--- Provided data ---

PR #2425, opened 2023-03-06
Update @solana/web3.js

Henry-E:


Henry-E:
Closing because this change is causing weird errors and so long as the ^ is next to version number in package.json it shouldn't affect people's use of peer dependencies who want to use more up to date versions..

PR #2438, opened 2023-03-17
Feature: CPI Events API

### LINKED ISSUE #2408: new event api
## Problem

Currently, anchor events are emitted through logs. This is potentially problematic since logs have a maximum size per transaction. And so one might emit an event and that event can be not present in the transaction. 

## Solution

Instead, perhaps a better (hack) would be to add to the anchor codegeneration a special instruction for events that does nothing. Then, when `emit!(event)` is called, we recursively CPI into the program with that instruction and the serialized event as data. Indexers can then use this to reliably build a table.

ngundotra:
Adds `emit_cpi` to allow programs to store logs in CPI data, the same way Metaplex's compressed NFTs do.

Closes #2408


lang/src/lib.rs
```diff
@@ -193,6 +194,26 @@ pub trait Event: AnchorSerialize + AnchorDeserialize + Discriminator {
...
+#[macro_export]
+macro_rules! emit_cpi {
+    ($event:expr, $program_info:expr) => {{
+        let program_info: &AccountInfo = $program_info;
+        _emit_cpi_data!($event);
+        crate::_emit_cpi_invoke(__ix_data, program_info)?;
+    }};
+}
+
+pub fn _emit_cpi_invoke(ix_data: Vec<u8>, program: &AccountInfo) -> Result<()> {
```
armaniferrante, line 207: can you put this inside the __private module below?

ngundotra: @armaniferrante fixed

lang/syn/src/codegen/event.rs
```diff
@@ -0,0 +1 @@
+
```
armaniferrante, line 1: empty file, please remove

ngundotra: Removed! Thanks

ngundotra:
Unfortunately I cannot move the `_emit_cpi_data` and `emit_cpi` macro into the `lang/attribute` crate because `attribute` crate is a `proc_macro` crate, and `emit_cpi` is a declarative macro, which are incompatible exports. ie `attribute` can only export proc_macro macros 🙃

ngundotra:
Rewrote `emit_cpi` as a `proc_macro` that takes a tuple `(AccountInfo, <dyn anchor_lang::Event>)`

lang/src/lib.rs
```diff
@@ -358,6 +361,17 @@ pub mod __private {
             input.to_bytes()
         }
     }
+
+    #[doc(hidden)]
+    pub fn _emit_cpi_invoke(ix_data: Vec<u8>, program: &AccountInfo) -> anchor_lang::Result<()> {
```
armaniferrante, line 366: Don't mean to nit, but what's the advantage of having this extra function vs just inling this code in the one place it's used above?

ngundotra: I thought it was cleaner development, really no advantage/disadvantage that I know of off top

armaniferrante: Let's inline it, instead. The reasoning is that removes this __private mod hack and avoid a file switch for first time readers of the code.

lang/syn/src/codegen/program/handlers.rs
```diff
@@ -91,6 +91,16 @@ pub fn generate(program: &Program) -> proc_macro2::TokenStream {
         }
     };
 
+    let non_inlined_event: proc_macro2::TokenStream = {
+        quote! {
+            #[inline(never)]
+            #[cfg(not(feature = "no-cpi-events"))]
+            pub fn __event_dispatch(program_id: &Pubkey, accounts: &[AccountInfo], event_data: &[u8]) -> anchor_lang::Result<()> {
+                Ok(())
```
armaniferrante, line 99: Should we be using the instructions sysvar to check that this call was self-referential, i.e., that the previous instruction was to this program?

Arrowana: An example https://github.com/Ellipsis-Labs/phoenix-v1/blob/ee9cc0333fbab6ee20861e51201951b3e9c38dc9/src/lib.rs#L104-L124

ngundotra: how about two different macros, `emit_cpi!` and `emit_cpi_signed!` ?

I'll look into the introspection stuff. 

I think devs should have options

Arrowana: i would say log authority is better, it is also an account to be provided but much simpler to check.
What would be the advantage of the ix introspection?

ngundotra: I don't understand why `log_authority` is even needed here?

Are people writing indexers that parse `ix`s from TransactionStatus Metadata separately from their transaction context? Is that the norm? I don't understand how `log_authority` helps indexers? Sure it prevents other programs from invoking that instruction, but it will still show up in getSignaturesForAddress. 

Can you provide a concrete example of a program that benefits from having `log_authority` guarding the event ix?

lang/attribute/event/src/lib.rs
```diff
@@ -81,6 +81,35 @@ pub fn emit(input: proc_macro::TokenStream) -> proc_macro::TokenStream {
...
+        panic!("Expected a tuple with exactly two elements.");
+    }
+
+    let first = &elems[0];
+    let second = &elems[1];
+
+    proc_macro::TokenStream::from(quote! {
+        let program_info: &anchor_lang::solana_program::account_info::AccountInfo = &#first;
+
+        let __disc: Vec<u8> = crate::event::EVENT_IX_TAG_LE.to_vec();
```
acheroncrypto, line 99: There is no need to convert the array into `Vec` here. Can get rid of this line completely and use `crate::event::EVENT_IX_TAG_LE` instead.

lang/attribute/event/src/lib.rs
```diff
@@ -81,6 +81,35 @@ pub fn emit(input: proc_macro::TokenStream) -> proc_macro::TokenStream {
...
+        let __inner_data: &Vec<u8> = &anchor_lang::Event::data(&#second);
+        let ix_data: Vec<u8> = __disc.iter().chain(__inner_data.iter()).cloned().collect();
```
acheroncrypto, line 101: We can use `into_iter` instead of `iter` to avoid cloning the data.

```rs
let ix_data: Vec<u8> = crate::event::EVENT_IX_TAG_LE
    .into_iter()
    .chain(__inner_data.into_iter())
    .collect();
```

lang/attribute/event/src/lib.rs
```diff
@@ -81,6 +81,35 @@ pub fn emit(input: proc_macro::TokenStream) -> proc_macro::TokenStream {
...
+    }
+
+    let first = &elems[0];
+    let second = &elems[1];
+
+    proc_macro::TokenStream::from(quote! {
+        let program_info: &anchor_lang::solana_program::account_info::AccountInfo = &#first;
+
+        let __disc: Vec<u8> = crate::event::EVENT_IX_TAG_LE.to_vec();
+        let __inner_data: &Vec<u8> = &anchor_lang::Event::data(&#second);
```
acheroncrypto, line 100: Should be able to remove the extra references here:
```rs
let __inner_data: Vec<u8> = anchor_lang::Event::data(#second);
```

lang/syn/src/codegen/program/handlers.rs
Arrowana: You need to ask @jarry-xiao

jarry-xiao: It’s not 100% necessary, but it prevents footguns (which I think is one of the key tenets of anchor).

We’ve chatted about this before, and I gave a concrete example of making a CPI from a rogue program into the log instruction of the target program. The parser can defend against this but the logic becomes more error prone.

I think it’s fine if you provide an indexing example of how one might process this along with a test case of how it blocks out erroneous instances of calling the log instruction (both through top level transaction calls and CPIs from rogue programs)

jarry-xiao: Also log_authority means you don’t need introspection, which I think is a win. To my knowledge, you still need to explicitly pass in SysvarInstructions

jarry-xiao: Here’s a super concrete example. Suppose you have a target program T and a rogue program R. R first makes a normal call to T, which will emit a regular event. Then in the same instruction it makes a call to T’s log instruction. You can figure out this is erroneous if you have the tx stack depth, but I think it’s ambiguous in the current interface.

In a vacuum you also know nothing about T’s logging patterns. Maybe it calls emit_cpi! a variable number of times. The point is there’s no way to know (again, until stack depth is in the transaction object which could realistically take months)

However if R’s call to T’s log instruction fails 100% of the time, then there’s nothing to ever worry about

Arrowana: Another point for the log authority, if your program allows arbitrary cpi (or only arbitrary self cpi) for any reason (flash loan capability...), then someone can write random logs without the log authority.

lang/attribute/event/src/lib.rs
ngundotra: Fixed

lang/attribute/event/src/lib.rs
ngundotra: Fixed!

lang/attribute/event/src/lib.rs
ngundotra: Thanks, fixed

lang/attribute/event/src/lib.rs
```diff
@@ -81,6 +81,35 @@ pub fn emit(input: proc_macro::TokenStream) -> proc_macro::TokenStream {
     })
 }
 
+#[proc_macro]
+pub fn emit_cpi(input: proc_macro::TokenStream) -> proc_macro::TokenStream {
```
acheroncrypto, line 85: Can we add documentation for this macro?

lang/attribute/event/src/lib.rs
```diff
@@ -81,6 +81,35 @@ pub fn emit(input: proc_macro::TokenStream) -> proc_macro::TokenStream {
...
+    let tuple = parse_macro_input!(input as syn::ExprTuple);
```
acheroncrypto, line 86: It would be better if we took 2 arguments as input instead of a tuple here.

lang/attribute/event/src/lib.rs
```diff
@@ -81,6 +81,35 @@ pub fn emit(input: proc_macro::TokenStream) -> proc_macro::TokenStream {
...
+
+    let elems = tuple.elems;
+    if elems.len() != 2 {
+        panic!("Expected a tuple with exactly two elements.");
+    }
+
+    let first = &elems[0];
```
acheroncrypto, line 93: Would be great if we could name these variables based on what they are instead of `first` or `second`.

lang/attribute/event/src/lib.rs
```diff
@@ -81,6 +81,35 @@ pub fn emit(input: proc_macro::TokenStream) -> proc_macro::TokenStream {
...
+    let second = &elems[1];
+
+    proc_macro::TokenStream::from(quote! {
```
acheroncrypto, line 96: The code inside `quote!` will expand in user's instruction and override every clashing variable e.g `program_info` `ix_data` `ix`. Why are some variables prefixed with `__` and some aren't?

lang/attribute/event/src/lib.rs
```diff
@@ -81,6 +81,35 @@ pub fn emit(input: proc_macro::TokenStream) -> proc_macro::TokenStream {
...
+        let program_info: &anchor_lang::solana_program::account_info::AccountInfo = &#first;
```
acheroncrypto, line 97: If we remove the reference here, we can avoid cloning in `invoke`
```suggestion
        let program_info: anchor_lang::solana_program::account_info::AccountInfo = #first;
```

lang/attribute/event/src/lib.rs
```diff
@@ -81,6 +81,35 @@ pub fn emit(input: proc_macro::TokenStream) -> proc_macro::TokenStream {
...
+
+        let __disc = crate::event::EVENT_IX_TAG_LE;
+        let __inner_data: Vec<u8> = anchor_lang::Event::data(&#second);
+        let ix_data: Vec<u8> = __disc.into_iter().chain(__inner_data.into_iter()).collect();
+
+        let ix = anchor_lang::solana_program::instruction::Instruction::new_with_bytes(
+            program_info.key.clone(),
```
acheroncrypto, line 104:
```suggestion
            *program_info.key,
```

lang/attribute/event/src/lib.rs
```diff
@@ -81,6 +81,35 @@ pub fn emit(input: proc_macro::TokenStream) -> proc_macro::TokenStream {
...
+            ix_data.as_ref(),
+            vec![anchor_lang::solana_program::instruction::AccountMeta::new_readonly(*program_info.key, false)],
+        );
+        anchor_lang::solana_program::program::invoke(&ix, &[program_info.clone()])
```
acheroncrypto, line 108: No need to clone here

```suggestion
        anchor_lang::solana_program::program::invoke(&ix, &[program_info])
```

tests/events/package.json
```diff
@@ -15,5 +15,8 @@
   },
   "scripts": {
     "test": "anchor test"
+  },
+  "dependencies": {
+    "@coral-xyz/anchor": "^0.27.0"
```
acheroncrypto, line 20: We'd like to run the tests against the latest version in repository. If you check the `yarn.lock` file, you'd see that this change makes it so that we test against the last released version on NPM instead of the latest version in the repository. Please remove this and update the lock file.

tests/events/tests/events.js
```diff
@@ -54,6 +55,34 @@ describe("events", () => {
     assert.strictEqual(eventTwo.data.toNumber(), 6);
     assert.strictEqual(eventTwo.label, "bye");
   });
+
+  it("Self-CPI events work", async () => {
+    await sleep(200);
```
acheroncrypto, line 60: Do we need to sleep here?

acheroncrypto (commented):
Thank you for addressing previous comments. I've left a few more comments, some of them are pretty important. Let me know what you think!

lang/attribute/event/src/lib.rs
ngundotra: Good point, fixed

lang/attribute/event/src/lib.rs
ngundotra: Thanks, fixed

lang/attribute/event/src/lib.rs
ngundotra: Fixed

lang/attribute/event/src/lib.rs
```diff
@@ -81,6 +81,35 @@ pub fn emit(input: proc_macro::TokenStream) -> proc_macro::TokenStream {
...
+            .map_err(|e: anchor_lang::solana_program::program_error::ProgramError| crate::Error::from(e))?;
```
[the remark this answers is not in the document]
ngundotra: Fixed

lang/attribute/event/src/lib.rs
ngundotra: updated! Thanks

lang/attribute/event/src/lib.rs
ngundotra: Upated

tests/events/tests/events.js
ngundotra: Yes

lang/attribute/event/src/lib.rs
ngundotra: Will do once I write this up as an sRFC on forum.solana.com. There's still an additional argument that's necessary for the invoke, which is the Instructions sysvar account.

Once this is ironed out, then yes I will add documentation here

jarry-xiao: Wait if you need SysvarInstructions, then you should just use a log authority PDA

ngundotra: Yeah I agree. Just had to check

tests/events/package.json
acheroncrypto: Need to build ts packages first and link them to be used in tests, see https://github.com/coral-xyz/anchor/blob/master/.github/actions/setup-ts/action.yaml

We should definitely add a script for this though https://github.com/coral-xyz/anchor/issues/2471

ngundotra: Thanks for this! This worked

ngundotra:
FWIW I've attempted to write up an explanation of CPI Events here, along with additional tests: https://github.com/ngundotra/srfc-event-indexing

lang/syn/src/codegen/program/dispatch.rs
```diff
@@ -67,17 +67,38 @@ pub fn generate(program: &Program) -> proc_macro2::TokenStream {
...
+                    #[cfg(feature = "no-idl")]
+                    {
                         Err(anchor_lang::error::ErrorCode::IdlInstructionStub.into())
                     }
                 }
+                anchor_lang::event::EVENT_IX_TAG_LE => {
+                   // If the method identifier is the event tag, then execute an event cpi
+                   // against the noop instruction injected into all Anchor programs unless they have
+                   // no-cpi-events enabled.
+                    #[cfg(not(feature = "no-cpi-events"))]
```
acheroncrypto, line 89: What would you say to making this feature opt-in instead of opt-out? I think it makes sense that IDL feature is opt-out since pretty much everyone uses Anchor IDLs but I don't think we can say the same for this feature.

tests/events/Anchor.toml
```diff
@@ -1,3 +1,6 @@
+[features]
+seeds = true
```
acheroncrypto, line 2: I think instead of using opt-in feature `seeds`, we can supply these accounts when needed from client side.

tests/events/programs/events/src/lib.rs
```diff
@@ -31,6 +44,14 @@ pub struct Initialize {}
 #[derive(Accounts)]
 pub struct TestEvent {}
 
+#[derive(Accounts)]
+pub struct TestEventCpi<'info> {
+    program: Program<'info, crate::program::Events>,
+    /// CHECK: this is the global event authority
+    #[account(seeds=[b"__event_authority"], bump)]
```
acheroncrypto, line 51: Specifying these accounts for all instructions in a program is going to be really cumbersome especially with `__event_authority` as seed. `__` is used for internal usage but we are exposing it to outside world here. And also the seed cannot be changed because that's being used inside the macro to sign the transaction anyway.

tests/events/test-validator.log
acheroncrypto, line 1: Log file, please remove.

tests/events/tests/events.js
```diff
@@ -1,4 +1,5 @@
 const anchor = require("@coral-xyz/anchor");
+const { bs58, base64 } = require("@coral-xyz/anchor/dist/cjs/utils/bytes");
```
acheroncrypto, line 2: This import could break if folder structure changes, these exports are available in `anchor.utils.bytes`.

acheroncrypto (commented):
Hey, thanks for the improvements. The implementation works as expected but it's very cumbersome to use at this point.

- For each event call, we supply 4 arguments when the user only cares about passing the event struct.
- We are passing the same 2 accounts to each instruction(a lot of copy paste), user's shouldn't care about this.
- Client side is the same story, a lot of repetition especially if the user doesn't want to use the `seeds` feature.
- I think this feature should be opt-in instead of opt-out.

With that being said, I think this is a great starting point and I have a few ideas for how to reduce the friction for users. Please let me know if you are fine with me working on it.

ngundotra:
@acheroncrypto absolutely, looking forward to seeing your changes. 

Let me know if you want to delegate some work back to me on improving this.

tests/events/tests/events.js
ngundotra: It should still be able to be imported like this. I tried `"@coral-xyz/anchor/utils/bytes"` and it did not resolve as a valid import path.

Maybe I'm doing something wrong ¯\_(ツ)_/¯

lang/syn/src/codegen/program/dispatch.rs
ngundotra: Yeah, I think it makes more sense to have this as `opt-in`. Do you want to make these changes?

tests/events/programs/events/src/lib.rs
ngundotra: Yeah I agree this is a huge PITA. I'm looking forward to seeing some new ideas on this :)

lang/syn/src/codegen/program/dispatch.rs
acheroncrypto: Sure, will do after reducing the repetition.

acheroncrypto:
Here is the summary for usage with my last changes:

### Instruction

```diff
pub fn my_instruction(ctx: Context<MyInstruction>) -> Result<()> {
-    emit_cpi!(
-        ctx.accounts.program.to_account_info(),
-        ctx.accounts.event_authority.clone(),
-        *ctx.bumps.get("event_authority").unwrap(),
-        MyEvent { data: 5 }
-    );
+    emit_cpi!(MyEvent { data: 5 });
    Ok(())
}
```

### Accounts

```diff
+#[event_cpi]
#[derive(Accounts)]
-pub struct MyInstruction<'info> {
-    /// CHECK: this account is needed to guarantee that your program is the one doing the logging
-    #[account(seeds=[b"__event_authority"], bump)]
-    pub event_authority: AccountInfo<'info>,
-    pub program: Program<'info, crate::program::MyProgramName>,
+pub struct MyInstruction {}
```

### Client

```diff
-await program.methods
-.myInstruction()
-.accounts({
-  eventAuthority: anchor.web3.PublicKey.findProgramAddressSync(
-    [Buffer.from("__event_authority")],
-    program.programId
-  )[0],
-  program: program.programId,
-})
-.rpc();
+await program.methods.myInstruction().rpc();
```

lang/syn/src/codegen/program/handlers.rs
```diff
@@ -91,6 +91,16 @@ pub fn generate(program: &Program) -> proc_macro2::TokenStream {
         }
     };
 
+    let non_inlined_event: proc_macro2::TokenStream = {
+        quote! {
+            #[inline(never)]
+            #[cfg(not(feature = "no-cpi-events"))]
+            pub fn __event_dispatch(program_id: &Pubkey, accounts: &[AccountInfo], event_data: &[u8]) -> anchor_lang::Result<()> {
```
acheroncrypto, line 98: We are not validating anything here, anyone can call this instruction.

lang/syn/src/parser/accounts/mod.rs
```diff
@@ -20,23 +20,91 @@ pub fn parse(strct: &syn::ItemStruct) -> ParseResult<AccountsStruct> {
...
+        .map(|_| quote! {#generics})
+        .unwrap_or(quote! {<'info>});
+
+    let accounts_struct = quote! {
+        #attrs
+        #vis #struct_token #ident #generics {
+            #fields
+
+            /// CHECK: Only the event authority can call the CPI event
+            #[account(seeds = [b"__event_authority"], bump)]
```
acheroncrypto, line 100: Validation of this account should be in the event CPI handler instead of here.

lang/syn/src/parser/accounts/mod.rs
```diff
@@ -20,23 +20,91 @@ pub fn parse(strct: &syn::ItemStruct) -> ParseResult<AccountsStruct> {
...
+            pub event_authority: AccountInfo<#info_lifetime>,
+            /// CHECK: The program itself
+            #[account(address = crate::ID)]
+            pub program: AccountInfo<#info_lifetime>,
```
acheroncrypto, line 104: Do we even need to pass the program?

lang/syn/src/codegen/program/handlers.rs
acheroncrypto: Added validation in https://github.com/coral-xyz/anchor/pull/2438/commits/87652d2f90ae00788482fbd540aff3d8be56a386.

lang/syn/src/parser/accounts/mod.rs
acheroncrypto: Removed the `#[account(address = crate::ID)]` check because we are using `crate::ID` as the `program_id` on self-CPI.

acheroncrypto:
Last changes:
- Anyone was able to invoke the event handler before 87652d2. We're now validating the event authority signed the transaction and is correct key in the event handler instruction, added a test case for this so that only the program itself can invoke the event handler.
- Removed the `#[account(address = crate::ID)]` check from the main instruction because we're invoking with `crate::ID` as the program id and it will fail if the program wasn't passed in.
- Renamed the `no-cpi-events`feature to `event-cpi` and made the feature opt-in instead of opt-out.

@ngundotra let me know what you think.

lang/syn/src/codegen/program/dispatch.rs
acheroncrypto: Done in https://github.com/coral-xyz/anchor/pull/2438/commits/eb051efdb3ea24a376a4faa62e2f19efbc812ecc.

ngundotra:
This works great! The `emit_cpi!{}` macro just works, and the `#[event_cpi]` attr is great.

I think we need 2 changes to the JS sdk tho.

1. We need a method like `program.cpiEvents.parseTransaction()` and gives a list of events from a transaction
2. Probably the `eventAuthority` address derivation on `program.addresses.eventAuthority` (and probably export IDL similarly like `program.addresses.idl`) - probably can be done in another PR

What do you think?

acheroncrypto:
> I think we need 2 changes to the JS sdk tho.
> 
> 1. We need a method like `program.cpiEvents.parseTransaction()` and gives a list of events from a transaction
> 2. Probably the `eventAuthority` address derivation on `program.addresses.eventAuthority` (and probably export IDL similarly like `program.addresses.idl`) - probably can be done in another PR
> 
> What do you think?

Yeah client side needs improvement and I think both of those can be made in a separate PR.

One potential issue here is that we are deriving the key each time the event handler is called to validate the authority(on top of deriving it on the main instruction) but the authority key and bump does not change and can be hard coded inside the program. The solution would most likely be a similar macro to `declare_id!` which kind of sucks. I'll come back to this if it causes noticable difference in compute units.

I've added and updated the documentation and looking to merge this soon if it looks good to you as well.

ngundotra:
Awesome, that sounds like a plan.

Thanks for updating documentation, your changes look great to me. I tested externally by importing in another standalone repo, and it works like a charm.

🚢  it

acheroncrypto (approved):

---

* Your objective
Read the entries and show each line that mentions "additional".

* Solution to this problem
ngundotra: Will do once I write this up as an sRFC on forum.solana.com. There's still an additional argument that's necessary for the invoke, which is the Instructions sysvar account.
FWIW I've attempted to write up an explanation of CPI Events here, along with additional tests: https://github.com/ngundotra/srfc-event-indexing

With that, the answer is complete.